** Your objective **
Write the records out again, exactly as they stand below.

-------- Supplied data

PR #37, opened 2018-05-12
mark a test so it is run

alex:


warner:
landing (in rebased form) shortly.. thanks!

PR #39, opened 2018-05-14
Clear all compile time warnings

copyninja:
This will help us to catch new warnings and errors in code we right easily. With
all compile warnings before useful stuff get pushed down the pile of already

----------------

** Solved exercise **
PR #37, opened 2018-05-12
mark a test so it is run

alex:


warner:
landing (in rebased form) shortly.. thanks!

PR #39, opened 2018-05-14
Clear all compile time warnings

copyninja:
This will help us to catch new warnings and errors in code we right easily. With
all compile warnings before useful stuff get pushed down the pile of already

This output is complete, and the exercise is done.